Solved – Dumthe variables and intercept in Cox regression

cox-modelpredictionsurvival

I am working with the Cox Proportional Hazards model. Where the covariates include 2 categorical variables. Assume each category has 3 levels, so I model these in terms of dummy variables.

Category A, level 1, 2, 3 correspond to dummy variables $A_1$,$A_2$ and $A_3$, respectively.

Similarly, category B have dummy variables $B_1$,$B_2$ and $B_3$.

To avoid linearly dependent covariates, the model is represented as follows:
$\text{Intercept} + A_2 + A_3 + B_2 + B_3$.

However, the intercept is "included" in the baseline hazard, so the final model for the cox regression is just
$A_2 + A_3 + B_2 + B_3$.

Now, if I wanted to predict the survival curve of a subject within $A_1$, $B_1$, this would correspond to the baseline survival curve?

Working in R, everything looks fine and most predicted survival curves have good fit with data (estimated by KM), except for the "$A_1$,$B_1$"-cohorts (and also "$A_2$" it seems). And it is just not that the fit is poor, its clearly suboptimal. The curve is shifted upwards or downwards, thus increasing or decreasing the corresponding coefficients would clearly result in a better fit.

Best Answer

I'm reluctant to code dummy variables myself, as you seem to have done, when R can do it for me; it's too easy to make an unexpected error. So rule out a coding problem first.

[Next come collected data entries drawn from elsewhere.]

PR #340, opened 2017-11-10
make aeu_env & user config handl more modular

uwiger:
[Finishes PT #152745563]

Adds `aeu_env:get_env/[2,3]` support for hierarchical keys, where for example in an env config:

```erlang
  { aehttp, [
      {swagger_port_external, 3013},
      {internal, [
          {swagger_port, 3113},
          {websocket, [ {port, 3114},
                        {handlers, 100},
                        {tasks, 200}
                      ]}
          ]}
```

one can call `aeu_env:get_env(aehttp, [internal, websocket, port], ?DEFAULT_PORT)`

Also, the contents of any `epoch.{yaml,json}` file is normalized and stored as an `aeutils` env, `'$user_config'`, which can be queried similarly using `aeu_env:user_config(Key)`, or `aeu_env:user_config(Key, Default)`.

Two ways to check the user config are illustrated:
* Add a setup hook (mode: 'normal', phaseno > 100) which checks user_config and if necessary updates the application env.
* Dynamically check the user config while checking the normal env (used in aehttp_app)

### DIFF
--- a/apps/aecore/src/aec_peers.erl
+++ b/apps/aecore/src/aec_peers.erl
@@ -26,6 +26,8 @@
          get_local_peer_uri/0,
          update_last_seen/1]).
 
+-export([check_env/0]).
+
 %% gen_server callbacks
 -export([start_link/0, init/1, handle_call/3, handle_cast/2,
          handle_info/2, terminate/2, code_change/3]).
@@ -193,6 +195,18 @@ get_local_peer_uri() ->
 -spec update_last_seen(uri()) -> ok.
 update_last_seen(Uri) ->
     gen_server:cast(?MODULE, {update_last_seen, uri(Uri), timestamp()}).
+
+%%------------------------------------------------------------------------------
+%% Check user-provided environment
+%%------------------------------------------------------------------------------
+check_env() ->
+    case aeu_env:user_config(<<"peers">>) of
+        {ok, Peers0} when is_list(Peers0) ->
+            Peers = [binary_to_list(P) || P <- Peers0],
+            application:set_env(aecore, peers, Peers);
+        undefined ->
+            ok
+    end.
 
 %%%=============================================================================
 %%% gen_server functions
--- a/apps/aeutils/src/aeu_env.erl
+++ b/apps/aeutils/src/aeu_env.erl
@@ -7,13 +7,48 @@
 %%%-------------------------------------------------------------------
 -module(aeu_env).
 
--export([get_env/3]).
+-export([get_env/2, get_env/3]).
 
+-export([user_config/0, user_config/1]).
 -export([read_config/0]).
 
+-spec get_env(atom(), atom() | list()) -> undefined | {ok, any()}.
+get_env(App, [H|T]) ->
+    case setup:get_env(App, H) of
+        {ok, V} ->
+            get_env_l(T, V);
+        undefined ->
+            undefined
+    end;
+get_env(App, K) when is_atom(K) ->
+    setup:get_env(App, K).
 
 get_env(App, K, Default) ->
-    setup:get_env(App, K, Default).
+    case get_env(App, K) of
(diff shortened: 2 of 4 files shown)


apps/aecore/src/aec_peers.erl
```diff
@@ -194,6 +196,18 @@ get_local_peer_uri() ->
...
     gen_server:cast(?MODULE, {update_last_seen, uri(Uri), timestamp()}).
 
+%%------------------------------------------------------------------------------
+%% Check user-provided environment
+%%------------------------------------------------------------------------------
+check_env() ->
+    case aeu_env:user_config(<<"peers">>) of
+        {ok, Peers0} when is_list(Peers0) ->
+            Peers = [binary_to_list(P) || P <- Peers0],
+            application:set_env(aecore, peers, Peers);
```
lucafavatella: I see this overwrites values in sys.config. Needs mention in release notes.

uwiger: Yes, that is basically the point. I agree that it needs to be documented.

apps/aeutils/src/aeu_env.erl
```diff
@@ -7,13 +7,48 @@
 %%%-------------------------------------------------------------------
 -module(aeu_env).
 
--export([get_env/3]).
+-export([get_env/2, get_env/3]).
 
+-export([user_config/0, user_config/1]).
```
lucafavatella: I see that `get_env/{2,3}` and `user_config/1` are two separate sets of configs. Ok. Comment (not in this PR) would help.

apps/aecore/src/aec_peers.erl
lucafavatella: So this code is reading from user config (e.g. `~/.epoch/NODENAME`) and overwriting with it (in memory) whatever was in `application:get_env` for that key (e.g. from `sys.config`) so that rest of the code in the app can use only plain `application:get_env` for querying.

We shall standardize on how to use these capabilities consistently across the apps - and this is a good start! No need to change this PR.

apps/aeutils/src/aeu_env.erl
```diff
@@ -7,13 +7,48 @@
...
+-spec get_env(atom(), atom() | list()) -> undefined | {ok, any()}.
+get_env(App, [H|T]) ->
+    case setup:get_env(App, H) of
+        {ok, V} ->
+            get_env_l(T, V);
+        undefined ->
+            undefined
+    end;
+get_env(App, K) when is_atom(K) ->
+    setup:get_env(App, K).
```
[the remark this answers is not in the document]
uwiger: `setup:get_env/2` is actually considerably more powerful than `application:get_env/2`, but on 'normal' environment data, it behaves exactly the same. Perhaps the most trivially useful addition in `setup:get_env/2` is that it supports variable expansion in path names, of predefined variables such as `"$APP"` and `"$PRIV_DIR"`, but there is more, as documented in the [setup docs](https://github.com/uwiger/setup/blob/master/doc/setup.md).

apps/aeutils/src/aeu_env.erl
uwiger: yes, the config data from the user config files is stored as a "private" environment variable, partly to simplify debugging (you can easily inspect the structure to see that it conforms to expectation), and partly to also support efficient dynamic checking (such as e.g. in `aehttp_app`. The `user_config/[0,1]` functions are meant to keep the name of the "private namespace" from leaking out.

apps/aecore/src/aec_peers.erl
sennui: 1. we need to definitely let devops know
2. that's usual approach for consumer software, so I totally support it
3. with version upgrades we will need to introduce some sort of validation, to discard unsupported config from local config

In your case, with categorical variables A and B, set them as factor variables with 3 levels each, and make sure the baseline level for each (A1 or B1) is set as the the reference level of the factor (e.g., relevel(A,ref=A1)). Then your survival analysis takes the general form:

coxph(Surv(daysSurvival,status) ~ A + B + ..., data= yourData, ...)

The baseline model returned will be for the A1 and B1 reference values, and the coefficients for the other levels of A and B represent the additional hazard with respect to the A1/B1 cases.

At that point if your model doesn't fit the data well, you will know that your model rather than the coding is inadequate. Most important, use the tools available for coxph models to check on validity of the proportional-hazards assumption.